Each additionalMrkLength is added automatically to the segments content length in siblingData, the additionalUnitLength instead must be only added once on each length calculation (where siblingData is used) - this is just since the additionalUnitLength is independent of the MRKs. That means: the length stored in siblingData is the segment text length and the additionalMrkLength.
preserveWhitespace has influence to the otherContent:
if preserveWhitespace is true (wether in the trans-unit or in the application), the length of otherContent is always the real length, since the othercontent is taken over completely.
if preserveWhitespace is false in the config, the default behaviour is then: whitespace in other content is removed and ignored in length counting expect the content between two mrk tags (<mrk>content</mrk> HERE <mrk>next content</mrk>): here the othercontent in between the mrks is condensed to one whitespace (or if there is another tag inbetween to one whitespace before that tag, and one after).

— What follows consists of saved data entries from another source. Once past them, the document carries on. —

PR #2653, opened 2020-01-12
Enhancement: Normalize composer.json

localheinz:
This PR

* [x] normalizes `composer.json`

💁‍♂️ I ran

```
$ composer global require ergebnis/composer-normalize
```

followed by

```
$ composer normalize
```

For reference, see https://github.com/ergebnis/composer-normalize.

### DIFF
--- a/composer.json
+++ b/composer.json
@@ -1,14 +1,26 @@
 {
     "name": "rector/rector",
     "description": "Instant upgrade and refactoring of your PHP code",
-    "keywords": ["instant upgrades", "instant refactoring", "ast", "automated refactoring"],
+    "keywords": [
+        "instant upgrades",
+        "instant refactoring",
+        "ast",
+        "automated refactoring"
+    ],
     "homepage": "https://getrector.org",
     "license": "MIT",
     "authors": [
-        { "name": "Tomas Votruba", "email": "tomas.vot@gmail.com", "homepage": "https://tomasvotruba.com" },
-        { "name": "Jan Mikes", "email": "j.mikes@me.com", "homepage": "https://janmikes.cz" }
+        {
+            "name": "Tomas Votruba",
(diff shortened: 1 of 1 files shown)


composer.json
```diff
@@ -1,14 +1,26 @@
 {
     "name": "rector/rector",
     "description": "Instant upgrade and refactoring of your PHP code",
-    "keywords": ["instant upgrades", "instant refactoring", "ast", "automated refactoring"],
+    "keywords": [
+        "instant upgrades",
+        "instant refactoring",
+        "ast",
+        "automated refactoring"
+    ],
```
TomasVotruba: These should be inlined, as added value for reader is minimal

composer.json
```diff
@@ -1,14 +1,26 @@
...
+        {
+            "name": "Tomas Votruba",
+            "email": "tomas.vot@gmail.com",
+            "homepage": "https://tomasvotruba.com"
+        },
+        {
+            "name": "Jan Mikes",
+            "email": "j.mikes@me.com",
+            "homepage": "https://janmikes.cz"
+        }
```
TomasVotruba: These should be inlined, as added value for reader is minimal

composer.json
```diff
@@ -1,14 +1,26 @@
...
     ],
-    "bin": ["bin/rector"],
```
TomasVotruba: By convention on the top, so everyone can see it's binary app

composer.json
```diff
@@ -199,46 +219,41 @@
             "packages/SOLID/tests/Rector/ClassMethod/UseInterfaceOverImplementationInConstructorRector/Source/Apple.php"
         ]
     },
+    "minimum-stability": "dev",
+    "prefer-stable": true,
```
TomasVotruba: Least valueable for reader, should be at the very bottom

Before: <mrk>content</mrk> <mrk>next content</mrk> After: <mrk>content</mrk> <mrk>next content</mrk>
Before: <mrk>content</mrk> <x> <mrk>next content</mrk> After: <mrk>content</mrk> <x> <mrk>next content</mrk>
source and target MRK padding if MRKs are different in source vs target:
if there is no target content (translation task), MRK padding is no problem since there is no target to compare and add missing MRKs
if there is a target content: just use the target otherContent since padded target MRKs could not be edited and are not added as new MRKs in the target. So no otherContent must be considered here. This will change with implementing merging and splitting!